§ THE PROBLEM: Could you write out the opening lines of the data, word for word, stopping after the line that contains "LGTM. I just"?

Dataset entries
PR #380, opened 2016-01-28
dlv: Flag to print stacktrace on trace subcommand

derekparker:


aarzilli:
LGTM. I just wanted to mention that the trace subcommand should probably be implemented by setting the `Tracepoint` flag and then just calling `terminal.cont`.

derekparker:
>  I just wanted to mention that the trace subcommand should probably be implemented by setting the Tracepoint flag and then just calling terminal.cont.

Good call, I'll refactor this.

derekparker:
@aarzilli refactored.

aarzilli:
Merged with 8a1f36a1ce71d708d1d82afbc2191de9aefba021

PR #381, opened 2016-01-29
service/rpc: clean irrelevant net/rpc error messages

### LINKED ISSUE #378: dlv --log: method Run has wrong number of ins
This works without errors (mac os) in code that contains `http.ListenAndServe`
```
./debug -port=8080
dlv debug -- -port=8080
```

This works but displays the following errors
```
dlv --log debug -- -port=8080
2016/01/27 20:51:59 debugger.go:56: launching process with args: [./debug -port=8080]
2016/01/27 20:51:59 server.go:301: method Run has wrong number of ins: 1
2016/01/27 20:51:59 server.go:301: method Stop has wrong number of ins: 2
(dlv) exit
```
(https://github.com/Microsoft/vscode-go/issues/175)

aarzilli:
Note that this change is purely cosmetic, I tried to do it with the least possible amount of diff noise I could get away with.

Fixes #378

### DIFF
--- a/service/rpc/server.go
+++ b/service/rpc/server.go
@@ -14,6 +14,10 @@ import (
 	"github.com/derekparker/delve/service/debugger"
 )
 
+type ServerImpl struct {
+	s *RPCServer
+}
+
 type RPCServer struct {
 	// config is all the information necessary to start the debugger and server.
 	config *service.Config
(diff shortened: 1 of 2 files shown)


derekparker:
Does this patch actually fix the issue? Won't it still complain about the arity? I'd say, instead of wrapping RPCServer, let's just fix the arity on the methods it's complaining about, with `_` as name of param to indicate clearly that they are ignored.

aarzilli:
The methods are fine with the arity they have, `Run` and `Stop` aren't part of the API, they are called server side. This patch publishes an object without `Run` and `Stop` so there's no complaints from `net/rpc`.

Another way would be to make an interface for `RPCServer` that contains only the API methods and publish the object through that interface. The problem with this solution is that it adds yet another place that we need to change when we add a new command.

derekparker:
Ah, I see now.

derekparker:
Merged.

PR #386, opened 2016-01-30
Fix path lookup logic on Windows.

### LINKED ISSUE #370: Breakpoint Locations should be case insensitve on Windows

lukehoban:
Addresses further issues raised after merging #375.

It turns out that the Go compiler does not actually canonicalize paths in the symbol table on Windows.  

Instead, when looking up user-provided paths in the symbol table, we have to iterate the symbol tables
keys to do a case- and slash- insensitive comparison.

This maintains the policy set in #375 of doing all the path normalization in `service/debugger`.  

Fixes #370.

### DIFF
--- a/service/debugger/debugger.go
+++ b/service/debugger/debugger.go
@@ -5,7 +5,10 @@ import (
 	"errors"
 	"fmt"
 	"log"
+	"path/filepath"
 	"regexp"
+	"runtime"
+	"strings"
 
 	"github.com/derekparker/delve/proc"
 	"github.com/derekparker/delve/service/api"
@@ -149,7 +152,18 @@ func (d *Debugger) CreateBreakpoint(requestedBp *api.Breakpoint) (*api.Breakpoin
 	)
 	switch {
 	case len(requestedBp.File) > 0:
-		addr, err = d.process.FindFileLocation(normalizePath(requestedBp.File), requestedBp.Line)
+		fileName := requestedBp.File
+		if runtime.GOOS == "windows" {
+			// Accept fileName which is case-insensitive and slash-insensitive match
+			fileNameNormalized := strings.ToLower(filepath.ToSlash(fileName))
+			for symFile := range d.process.Sources() {
+				if fileNameNormalized == strings.ToLower(filepath.ToSlash(symFile)) {
+					fileName = symFile
+					break
+				}
+			}
+		}
+		addr, err = d.process.FindFileLocation(fileName, requestedBp.Line)
 	case len(requestedBp.FunctionName) > 0:
 		if requestedBp.Line >= 0 {
 			addr, err = d.process.FindFunctionLocation(requestedBp.FunctionName, false, requestedBp.Line)
--- a/service/debugger/locations.go
+++ b/service/debugger/locations.go
@@ -50,13 +50,6 @@ type FuncLocationSpec struct {
 	BaseName              string
 }
 
-func normalizePath(path string) string {
-	if runtime.GOOS != "windows" {
-		return path
-	}
-	return strings.ToLower(filepath.ToSlash(path))
-}
-
 func parseLocationSpec(locStr string) (LocationSpec, error) {
 	rest := locStr
 
@@ -291,8 +284,11 @@ func (loc *NormalLocationSpec) FileMatch(path string) bool {
 }
 
 func partialPathMatch(expr, path string) bool {
-	expr = normalizePath(expr)
-	path = normalizePath(path)
+	if runtime.GOOS == "windows" {
+		// Accept `expr` which is case-insensitive and slash-insensitive match to `path`
+		expr = strings.ToLower(filepath.ToSlash(expr))
+		path = strings.ToLower(filepath.ToSlash(path))
+	}
 	if len(expr) < len(path)-1 {
 		return strings.HasSuffix(path, expr) && (path[len(path)-len(expr)-1] == '/')
 	} else {
--- a/_fixtures/locationsUpperCase.go
+++ b/_fixtures/locationsUpperCase.go
@@ -1,0 +1,7 @@
+package main
+
+import "fmt"
+
+func main() {
+	fmt.Println("test")
+}
--- a/appveyor.yml
+++ b/appveyor.yml
@@ -2,7 +2,7 @@ version: '{build}'
 os: Windows Server 2012 R2
 clone_folder: c:\gopath\src\github.com\derekparker\delve
 environment:
-  GOPATH: c:\gopath
+  GOPATH: C:\gopath
 install:
   - ps: |
       # Install MinGW.
--- a/proc/proc.go
+++ b/proc/proc.go
@@ -161,7 +161,7 @@ func (dbp *Process) LoadInformation(path string) error {
 }
 
 // FindFileLocation returns the PC for a given file:line.
-// Assumes that `file` is normailzed to lower case and '/' on Windows.
+// Assumes that `file` is normailzed to lower case and '/' on Windows. 
 func (dbp *Process) FindFileLocation(fileName string, lineno int) (uint64, error) {
 	pc, _, err := dbp.goSymTable.LineToPC(fileName, lineno)
 	if err != nil {
--- a/proc/test/support.go
+++ b/proc/test/support.go
@@ -8,7 +8,6 @@ import (
 	"os/exec"
 	"path/filepath"
 	"runtime"
-	"strings"
 	"testing"
 )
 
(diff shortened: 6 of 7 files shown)


service/debugger/debugger.go
```diff
@@ -149,7 +152,18 @@ func (d *Debugger) CreateBreakpoint(requestedBp *api.Breakpoint) (*api.Breakpoin
 	)
 	switch {
 	case len(requestedBp.File) > 0:
-		addr, err = d.process.FindFileLocation(normalizePath(requestedBp.File), requestedBp.Line)
+		fileName := requestedBp.File
+		if runtime.GOOS == "windows" {
+			// Accept fileName which is case-insensitive and slash-insensitive match
+			fileNameNormalized := filepath.ToSlash(strings.ToLower(fileName))
```
derekparker: `normalizePath` should be used here.

service/debugger/debugger.go
```diff
@@ -149,7 +152,18 @@ func (d *Debugger) CreateBreakpoint(requestedBp *api.Breakpoint) (*api.Breakpoin
...
+			for symFile := range d.process.Sources() {
+				if fileNameNormalized == filepath.ToSlash(strings.ToLower(symFile)) {
```
derekparker: Here as well.

lukehoban:
Updated to use `normalizePath` for all path normalization.

service/debugger/locations.go
```diff
@@ -290,6 +283,13 @@ func (loc *NormalLocationSpec) FileMatch(path string) bool {
 	return partialPathMatch(loc.Base, path)
 }
 
+func normalizePath(path string) string {
+	if runtime.GOOS != "windows" {
```
ignatov: Invert condition?

aarzilli:
Can we add tests for this? For example check that setting breakpoints works on a program that has upcase letters in the name? Plus a windows-only test that sets breakpoints using the wrong casing?

service/debugger/locations.go
derekparker: Agreed, make non-windows code path the default. E.g.:

```go
        return strings.ToLower(filepath.ToSlash(path))
}
return path
```

lukehoban:
Tests are now included.

ignatov:
@derekparker any updates? Will be really cool to ship the plugin for IntelliJ with Delve on Windows as soon as possible.

service/debugger/debugger.go
```diff
@@ -149,7 +150,18 @@ func (d *Debugger) CreateBreakpoint(requestedBp *api.Breakpoint) (*api.Breakpoin
 	)
 	switch {
 	case len(requestedBp.File) > 0:
-		addr, err = d.process.FindFileLocation(normalizePath(requestedBp.File), requestedBp.Line)
+		fileName := requestedBp.File
+		if runtime.GOOS == "windows" {
```
derekparker: Instead of adding the check here, let's remove the assumption in `FindFileLocation` that it's input has been normalized, let's take that burden off the caller and centralize that logic within that method. That way we're not special casing throughout the codebase.

Additionally, since `normalizePath` already is checking `runtime.GOOS` let's remove that from any logic that calls it. I'm also unsure about the iteration here, we break when `fileNameNormalized == normalizePath(symfile)`, but why can't we just assume that the string returned from `normalizePath` will correctly match a file (if it exists in sources)? Since, if that iteration fails to find anything `fileName` will not be normalized at all, and we don't bail if we can't find anything either, so that check isn't buying us anything it seems.

derekparker:
Sorry for the delay in reviewing this, just finished up a lot of traveling for Fosdem.

service/debugger/debugger.go
lukehoban: > Instead of adding the check here, let's remove the assumption in  FindFileLocation  that its input has been normalized, let's take that burden off the caller and centralize that logic within that method. That way we're not special casing throughout the codebase.

Happy to do this.  Though there is only one caller currently who has to worry about this, so making this change won't reduce the number of places in total, it will just push the boundary of where path normalization further in.  I think that's fine though, and make this a little less brittle.

It does though mean that we will need to duplicate `normalizePath` since we'll have users of that functionality in both `service/debugger` and `proc`, and there's no clean way I can see to share utility code like `normalizePath` between these two.

>> Additionally, since  normalizePath  already is checking  runtime.GOOS  let's remove that from any logic that calls it. 

In that case, we would do this key iteration on all platforms, which will be less efficient on platforms that don't need it, but is otherwise okay.

> why can't we just assume that the string returned from  normalizePath  will correctly match a file (if it exists in sources)?

There's no good way I can tell to correctly guess what normalization the Go compiler will have used.  That's actually exactly the problem that this PR is fixing.

I had previously thought that the Go compiler always did a normalization to lowercase with `/`.  But I was only seeing that because I had my `GOPATH` set to lowercase and happened to be using all lower case files.  

So to do the case-insensitive path comparison we actually have to normalize both the requested filename as well as the name used as a key in the Go symbol table.  The latter is built outside of Delve's control by the Go compiler - potentially even on a different machine.

As an example, imagine that the Go compiler embedded `C:\go\src\foo.go`, but the user requests a bp on `c:\Go\src\foo.go`.  These should match, but neither one normalizes to the other.

lukehoban:
Updated based on some of @derekparker's suggestions.  Thoughts?

derekparker:
@lukehoban thanks for your reply. Let's go ahead and revert to your previous version (sorry :-/), keeping the logic in the caller (essentially in the debugger package). I misunderstood the logic for the iteration, and that was my fault. Ultimately I think it's fine in the debugger for now, my goal with my feedback last night was to attempt to make this normalization fall into a default file lookup path, so we can tackle this problem somewhat permanently even if future code dealing with paths is added, if that makes sense. It may be the case that we end up pushing this further down into proc and have some sort of wrapper around calling any function in the line table, but that's more of a refactor.

Anyways, let's revert to the version prior to my last review and I will merge.

lukehoban:
Got it.  

Updated now to be similar to what was in the previous revision.  I've left `normalizePath` out though, since at least one of the two callers would still need to have a separate `runtime.GOOS == "windows"` check anyway.  Simpler for now to just inline the normalization logic.

derekparker:
@lukehoban the provided test only exercises the logic in `partialPathMatch`, can you please add another test to exercise the new logic in `CreateBreakpoint`.

lukehoban:
Updated tests to cover `CreateBreakpoint` as well.

derekparker:
Merged, thanks!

§ ANSWER TO THE PROBLEM:
PR #380, opened 2016-01-28
dlv: Flag to print stacktrace on trace subcommand

derekparker:


aarzilli:
LGTM. I just wanted to mention that the trace subcommand should probably be implemented by setting the `Tracepoint` flag and then just calling `terminal.cont`.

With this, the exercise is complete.